This work was inspired by great many things, and I forgot most of their names so we would be rolling with it.
The focus would be mostly on shinobi world, missions and so on.
The story is bloody and sad and trauma inducing, you have been warned.
It is Semi OC-insert. Yuuki will remember his past life in confusing sort of dreams matter.
I do not own any other character except my OCs. Crossposted from Ao3, if you want to read any additional notes I have written, then you can check it there. I was too lazy to do it here.
If you find any mistakes, please tell me. I have tendency to skip words.
Criticism is always welcome. My nonexistent heart can take anything you flung at me. Be my guest.
Enjoy reading~
Chapter 1
People have a strange and almost sickening way of romanticizing death. A disturbing obsession.
The unknown. As much as it fascinated and enthralled people, it also scared them. For them, death was mysterious and captivating — no one knew what was going to happen after it. If there was 'after'.
As long as they did not know for certain — they could believe, whatever they wanted to. After their passing, they could be sent to their next great journey. Or rest in heaven, with their souls free of suffering, forever in bliss. Maybe, even become an immortal, entering an eternal cycle of life. There was no limit to human imagination.

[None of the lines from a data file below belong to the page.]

PR #725, opened 2018-08-23
Pr/decode options

uli42:
decode URL encoded characters in options string. This is a much lighter (and cleaner) solution for the problem that #551 tries to solve.

(I did not succeed in linking the URLdecode stuff from nxcomp so I cloned it. If I get that right nxagent is not using anything from nxcomp directly currently.)

### DIFF
--- a/nx-X11/programs/Xserver/hw/nxagent/Args.c
+++ b/nx-X11/programs/Xserver/hw/nxagent/Args.c
@@ -1037,14 +1037,14 @@ int ddxProcessArgument(int argc, char *argv[], int i)
   return 0;
 }
 
-static void nxagentParseOptions(char *name, char *value)
+static void nxagentParseSingleOption(char *name, char *value)
 {
   int size, argc;
 
   char *argv[2] = { NULL, NULL };
 
   #ifdef TEST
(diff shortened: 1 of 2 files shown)


nx-X11/programs/Xserver/hw/nxagent/Args.c
```diff
@@ -1037,6 +1037,39 @@ int ddxProcessArgument(int argc, char *argv[], int i)
...
+        *(to++) = hexval(str[1]) * 16 + hexval(str[2]);
+        str += 3;
+      }
+      else
+        *(to++) = *(str++);
+    }
+    *to = '\0';
+  }
+}
+
```
sunweaver, line 1072: Why copy of code here? We should rather _use_ the version found in nxcomp, shouldn't we?

sunweaver (commented):
This is more a comment / question than a request for changes: Why don't you simply use the coder version of URLDecodeInPlace from nxcomp straight away?

We need to make URLDecodeInPlace a public symbol and then simply include NX.h in Args.c.

uli42:
I wrote that in the PR comment: I could not manage to make it work.
Besides: the nxagent does not seem to be using any nxcomp function.

sunweaver (approved):
Ok, then...

PR #731, opened 2018-10-21
Pr/clipboard debug

uli42:
lots of improvements to clipboard, mostly debugging.

### DIFF
--- a/nx-X11/programs/Xserver/hw/nxagent/Clipboard.c
+++ b/nx-X11/programs/Xserver/hw/nxagent/Clipboard.c
@@ -1092,8 +1092,7 @@ void nxagentNotifySelection(XEvent *X)
         fprintf(stderr, "%s: GetWindowProperty() returned [%s]\n", __func__, GetXErrorString(result));
         #endif
         if (result == BadAlloc || result == BadAtom ||
-                result == BadMatch || result == BadValue ||
-                    result == BadWindow)
+                result == BadWindow || result == BadValue)
         {
           fprintf (stderr, "Client GetProperty failed. Error = %s", GetXErrorString(result));
           lastServerProperty = None;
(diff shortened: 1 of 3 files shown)


nx-X11/programs/Xserver/hw/nxagent/NXproperty.c
```diff
@@ -93,9 +93,9 @@ nxagentWMStateRec;
 #undef  TEST
 #undef  DEBUG
 
-int 
+int
 ProcChangeProperty(ClientPtr client)
-{	      
+{
```
sunweaver: Why would we want to diverge hw/nxagent/NXproperty.c and dix/proporty.c white-space wise. Is this a good idea?

nx-X11/programs/Xserver/hw/nxagent/Clipboard.c
```diff
@@ -163,6 +163,8 @@ const char * GetClientSelectionStageString(int stage)
 #define PrintClientSelectionStage()
 #endif
 
+#define SAFE_XFree(what) do {if (what) {XFree(what); what = NULL;}} while (0)
+
```
sunweaver: Shouldn't we define this much more globally, so that it can be reused at various other places?

sunweaver: @Ionic uses this macro in his Xinerama tiling branch, too.

sunweaver (changes requested):
Please check my comments. Currently, Github has out-of-sync webmirrors, so commenting on code ttw is really difficult and tricky.

About the FIXME regarding the reset of "i = 0" in one of the commits (Github would not let me comment inline): Not necessarily do we need to reset the "i" counter, currently it seems that the counter "i" is used to iterate over all selections, first up to nxagentCurrentSelection, then up to nxagentMaxSelections. This could be wanted. However, I am unsure and would have to investigate the clipboard code in more depths.

uli42:
I have moved the macro to Utils.h, but please note that it is  a
different one from Ionic's (which calls free()  while mine calls
XFree())

You are also right about the whitespace stuff, I did not have in mind
that NXproperty.c is derived from Xorg code in dix. So I reverted that
one.

PR #743, opened 2018-12-04
Pr/improve keyboard2

uli42:
merge after #742 

This adds:
- keyboard=clone
- keyboard=rmlvo/...
- global variables for remote keyboard

PR #744, opened 2018-12-07
Pr/x2go bypass

uli42:
depends on #743 

X2go keyboard bypass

If they could not avoid it, they might as well think of it as something positive, something beautiful. That was why people started romanticizing it, but-
Real death was not glorious or peaceful or beautiful — it was cruel, devastating, and repulsive most of the time. Revolting. Hideous. Ugly. It felt like bitter regrets and crushed dreams, tasted like salty tears and blood in the back of one's throat, smelled like decaying flesh and rot, sounded like hopeless prayers and hair-raising cries of despair.
Death was ugly.
Death was an inevitable part of life. It happened naturally to everyone — old and young, rich and poor, those who want to die and those who want to continue the living. Death did not discriminate. It was as merciless as it was fair.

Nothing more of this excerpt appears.